I could see adding a few spears to fritatas and omelets, mixed in with brown rice, or perhaps in a light stir fry. Any thoughts on these ideas?

Thanks,

scb


----------



## allie (Jul 21, 2006)

I prefer the thin stalks because there just isn't as much waste. When prepping the stalks for cooking, you take the root end and bend it back until it snaps and the upper part is usually tender while the lower end will be more tough and woody. The bigger it is, the more tough part. I'm not in Cali but I'm thinking spring is the season. I know that's when the prices drop in the area grocery stores. I've never seen asparagus for sale in our small farmer's markets or roadside stands but then again, they don't usually open until June or so.

My favorite way to cook it is to saute in a little olive oil with lemon pepper seasoning and just at the end a squeeze of fresh lemon juice. My kids love it and I never have enough at meal time. We've also cooked it on the outdoor grill a few times. I've marinated it in a roasted red pepper vinaigrette which was good but it's aggravating having it rolling around the grill.


----------



## ishbel (Jan 5, 2007)

I like green asparagus, although white asparagus is more popular in France.

I like to griddle it and serve with a sprinkling of olive oil and sea salt.
I also like to take two spears, wrap stalks (but not the head) in pancetta and brush with a little olive oil and griddle on a ridged pan until tender.


----------



## bazza (Apr 2, 2007)

The tips are the first to deteriorate, they are quite delicate and need to be intact and vibrant in colour.
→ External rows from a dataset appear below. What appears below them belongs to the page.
PR #8289, opened 2019-04-12
[BEAM-7064] Reject BigQuery data with sub-millisecond precision, instead of losing data

kennknowles:
Previously, reading from BQ and converting to Beam rows - either via SQL or just using schema-driven transforms - would cause timestamps to be truncated at milliseconds. We don't support higher precision, but this rejects pipelines that would otherwise lose data.

------------------------

--- | --- | --- | --- | ---


kennknowles:
R: @amaliujia too

sdks/java/io/google-cloud-platform/src/main/java/org/apache/beam/sdk/io/gcp/bigquery/AvroUtils.java
```diff
@@ -73,8 +69,19 @@ public static Object convertAvroFormat(Field beamField, Object value) {
       default:
         throw new RuntimeException("Does not support converting unknown type value");
     }
+  }
 
-    return ret;
+  private static ReadableInstant safeToMillis(Object value) {
+    long subMilliPrecision = ((long) value) % 1000;
```
amaliujia: How do we know that that the value returned is not millis but micro?

amaliujia:
Run SQL PostCommit

sdks/java/io/google-cloud-platform/src/main/java/org/apache/beam/sdk/io/gcp/bigquery/AvroUtils.java
kennknowles: It is because this `AvroUtils` is part of the BigQuery connector, not general. And we know BigQuery is always micros. Is that your question?

amaliujia: Yes. I was asking because input is an object.

amaliujia: I was also wondering where long is generated. If BQ timestamp converts to long which contains micros, will that lose precision?

I did some math:

BigQuery doc says TIMESTAMP type range is `0001-01-01 00:00:00 to 9999-12-31 23:59:59.999999 UTC`

so it should ranges from `-6.127488×10¹⁶ to 2.4976512×10¹⁷` in micros, calculated by `((0001-01-01 / 9999-12-31) -/+ 1970) * 12 * 30 * 24 *3600 * 1000 * 1000`, which falls into INT64's range. 

So no precision loss.

amaliujia:
Run Java PostCommit

amaliujia:
LGTM

kennknowles:
Not user friendly at all! An attempt to limit data loss. The real solution will be nano precision, a logical type at the Beam schema level. We will have to reimplement date time functions.

reuvenlax:
So I'm a bit worried about this change: there may be users who are ok with losing timestamp precision (e.g. for log events, they may perceive losing nano precision on event timestamps as a noop). Maybe for now we should allow them to override this behavior with a flag?

kennknowles:
I'm cool with an opt-in flag.

amaliujia:
With a flag, which behavior should be the default?

Aggressive plan is to fail users pipelines so make exception approach as the default. 

Or we can be more cautious to allow truncating timestamp by default.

Thinner spears are more tender and need less cooking but I dont find much difference in the flavour between thick and thin. I love this vegetable but I'm afraid my preferred recipes are all cholestoral nightmares, Hollandaise sauce, or melted butter and parmesan shavings. They dont need much cooking, for a 1/2 inch diameter spear I would blanch in boiling water for about 3 mins. We are just at the start of the asparagus season in England and they are delicious. How about wrapped in Parma ham and roasted?


----------



## rpmcmurphy (Jan 8, 2008)

only way I really eat it is on a baking sheet or glass pyrex EV olive oil heavy, some garlic, S&P and some fresh grated parm. reggiano. in a hot oven until tender. Serve at room temp is what is recommended. very simple.


----------



## koukouvagia (Apr 3, 2008)

One of my favorites! There's plenty to do with them. The simplest is to boil until tender, and drizzle with....

- olive oil and salt
- vinegraitte
- garlic sauce (1 head of garlic, 1-2 lemons, and tsp of salt in the food processor, slowly drizzle 3 tbsp evoo while the fp is on) Pungent but very healthy and delicious

Roasted - out in a single layer on a baking sheet, drizzle with olive oil and salt, and roast in the oven for 10-15 minutes.

Salad
Boil until tender, then cut into inch long pieces. Toss with chopped proscuitto and an aoili dressing.

Risotto - plenty of asparagus risotto recipes out on the net, check out especially Mario Batali recipies.


----------



## mezzaluna (Aug 29, 2000)

Shel, I like the thicker ones. To trim, I gently push the blade of my knife against the stalk, starting at the end. When the blade goes through wtihout a lot of pressure, that's where I trim.

I slice the thick stalks diagonally at about 1" intervals. Then I steam them or zap them with a little water in the microwave. Then I "butter" them (Smart Balance margarine) and season with sea salt and pepper. Sometimes I use Knorr Aromat seasoning on this, as I do on other veggies and eggs. It's a guilty pleasure- guilty since I read the ingredients list. 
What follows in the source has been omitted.